This tutorial uses H2O AutoInsights to discover insights in the Superstore Orders dataset. In a matter of minutes, you will discover insights in the dataset, insights that manually take time to discover. Completing this tutorial should improve your understanding of H2O AutoInsights and the general analysis flow to follow when analyzing a dataset.

Prerequisites

Overview

The Superstore Orders dataset contains details of orders made in a superstore in the United States. There are 20 columns and 9,994 rows.

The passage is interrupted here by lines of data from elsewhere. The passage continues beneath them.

PR #800, opened 2016-07-02
empty.

fisx:


exec/RenderHtml.hs
```diff
@@ -138,6 +139,7 @@ refreshSamples = do
 
 -- | Call tidy if available; generate either pretty-printed html or an error message if the html is
 -- invalid.
+-- FIXME: Configurable language instead of fixed `DE`
```
fisx: Please eliminate this `FIXME` and use `whereToGetTheLangValue` instead of `DE` (which is an implicit `FIXME`).

fisx:
Thanks, very useful stuff!

Apart from my last comment: as discussed offline, let's move the last two commits to another PR and land the rest now.

tests/AulaTests.hs
```diff
@@ -45,11 +46,24 @@ import Logger (LogLevel(..), nullLog)
 import Persistent (mkMetaInfo)
 
 
--- | 'runIO" with better errors.
+-- | 'runIO' with better errors.
```
np: The function is called `runIO'` so I guess `@runIO'@` would be better.

fisx: haddocks allows `'runIO''`, I think, but what I really want to say here is that `runIO'` is like `runIO`, but with better errors.  So I'm actually referring to `runIO`, not `runIO'`.

i'm confused now.  (-:

tests/Frontend/CoreSpec.hs
```diff
@@ -158,12 +158,14 @@ selectValue :: (Show a, Eq a) => ST -> View (Html ()) -> [(a, LT.Text)] -> a ->
...
+                                   , "in values", show xs
+                                   , "and choices", show choices
+                                   ]
   where
-    ref'    = absoluteRef ref v
-    value i = ref' <> "." <> i
-    choices = fieldInputChoice ref v
-    test (_, sx :: Html (), _) = showValue x == renderText sx
+    value i = absoluteRef ref v <> "." <> i
+    choices = (\(t, h, b) -> (t, renderHtmlDefaultH h, b)) <$> fieldInputChoice ref v
```
np: `_2 %~ renderHtmlDefaultH`

tests/Frontend/CoreSpec.hs
```diff
@@ -392,8 +393,9 @@ postToForm (FormTest g c check) = do
         payload       <- pick (arbFormPagePayload page)
         (v, mpayload) <- run $ simulateForm c page ctx payload
         case mpayload of
-            Nothing       -> fail $ unwords
-                                ("Form validation has failed:" : map show (viewErrors v))
+            Nothing -> fail $ unwords
+                ("Form validation has failed:" :
+                    (show . Control.Arrow.second renderHtmlDefaultH <$> viewErrors v))
```
np: `_2 %~ renderHtmlDefaultH`

tests/AulaTests.hs
np: Oops you're right.

np:
LGTM

PR #802, opened 2016-07-03
upgrade to servant-0.7, lts-6.3.  Custom SetCookie for AuLa

np:


fisx:
forgot to commit `serveFAction`?

fisx:
nope, just waiting for liqd/thentos/pull/508

fisx:
(we should make liqd/thentos#508 a new version and depend on that here.  which means we also need to upgrade to servant 0.7.)

fisx:
when i guild on my machine:

```
src/Persistent/Pure.hs:304:19:
    Not in scope: ‘throwError’
    Perhaps you meant ‘throwError500’ (imported from Servant.Missing)
```

is there a lower version bound missing somewhere in package.yaml?

fisx:
```
src/Action/Implementation.hs:26:8:
    Ambiguous module name ‘Crypto.Random’:
      it was found in multiple packages:
      crypto-api-0.13.2@crypt_Cf9PpCUM2HxIcKjYUCdWjU crypto-random-0.0.9@crypt_DVWUcfzeifIK6JODez5ilW cryptonite-0.7@crypt_Jpop98m0R6wALlgoxV81Nx
```

this is most likely a stale-sandbox issue.  i'll take a look.

fisx:
this may also be due to the fact that i am running in ghci, and the cabal constraints have no effect.  i will try to fix it with `-XPackageImports` if that is the case.

fisx:
ok, cabal build works for me.  `-XPackageImports` should work, I'll test and commit that in a moment.

> 09:22 < npouillard> I'd be interested to if it works for you to use https://www.stackage.org/lts-6.3/cabal.config but with uri-bytestring ==0.1.9.2

asks for `--force-reinstalls`, which isn't that surprising.  i don't think it's interesting to take out all conflicting libraries by hand, so i'll try the `--force-reinstalls`.

fisx:
LGTM, thanks!

Please merge when green.

I'll post the outcome of the `cabal.config` experiment here later, but I expect no interesting problems there.

fisx:
build via cabal with lts-6.3 freeze file was successful!

np:
We should commit that file then!

On July 7, 2016 11:54:11 AM GMT+02:00, fisx <notifications@github.com> wrote:
>build via cabal with lts-6.3 freeze file was successful!
>
>---
>You are receiving this because you modified the open/close state.
>Reply to this email directly or view it on GitHub:
>https://github.com/liqd/aula/pull/802#issuecomment-231034639

-- 
Sent from my Android device with K-9 Mail. Please excuse my brevity.

fisx:
i'm slightly against it.  `stack.yaml` documents which stack resolver will work, and the few people who insist on using cabal but don't want to fiddle with the constraints can just download it themselves.  plus it would only be another redundant build file that we need to keep in sync with the rest.

PR #806, opened 2016-07-04
Delegation network, again.

### LINKED ISSUE #731: delegation network: canvas size must adapt to number of nodes.
See here: https://github.com/liqd/aula/pull/727/commits/76aaae0c435006da69fd340311b878a0c8567c06

`globalGraphHeight` needs to be a function that takes an array of nodes from `force`, and calculates a pixel number based on their total voting power.  resize can probably take place in `updateWidget`, and may have to adjust both `force` and `svg`.  alternatively, `svg`, may have a scroll bar and fixed height, but that way we risk nested scroll bars.

fisx:
Fixes #731.

### DIFF
--- a/static/d3-aula.js
+++ b/static/d3-aula.js
@@ -374,7 +374,7 @@
             d.visibleByClick = true;
         };
 
-        graph.nodes.forEach(makeAllVisible);;
+        graph.nodes.forEach(makeAllVisible);
 
         var force = d3.layout.force()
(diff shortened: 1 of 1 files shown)


fisx:
it's done, but i also want to implement another way of calculating node sizes and smuggle it in here.

fisx:
(opened #808 for the node size thing.)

The first row of the dataset is as follows:

Order IDOrder DateShip DateShip ModeCustomer IDCustomer NameSegmentCountryCityStatePostal CodeRegionProduct IDCategorySub-CategoryProduct NameSalesQuantityDiscountProfit
CA-2013-15215611/9/1311/12/13Second ClassCG-12520Claire GuteConsumerUnited StatesHendersonKentucky42420SouthFUR-BO-10001798FurnitureBookcasesBush Somerset Collection Bookcase261.962041.9136

Most likely, the size of the dataset can overwhelm someone trying to understand the dataset, especially when attempting to discover insights when time is of the essence. As a result, the likelihood of missing important insights increases.

With the above in mind, let's explore how H2O AutoInsights can discover insights in the Superstore Orders dataset in a matter of minutes while decreasing the likelihood of missing important insights.

Step 1: Upload dataset

Let's upload the Superstore Orders dataset:

  1. In the Select a datasource list (in the H2O AutoInsights home), click Upload file. Select a datasource
  2. Click Browse....
  3. Click Upload.

Step 2: Explore dataset

Now that you have uploaded the dataset let's explore the dataset. To beging with, let's observe the columns and a few rows of the Superstore Orders dataset.

  1. Click superstore_orders. Dataset
  2. On the What would you like to do? card, click Preview. preview

Besides being able to explore the actual dataset rows and columns, H2O AutoInsights enables you to generate helpful summary points about the dataset in view. Let's summarize the dataset.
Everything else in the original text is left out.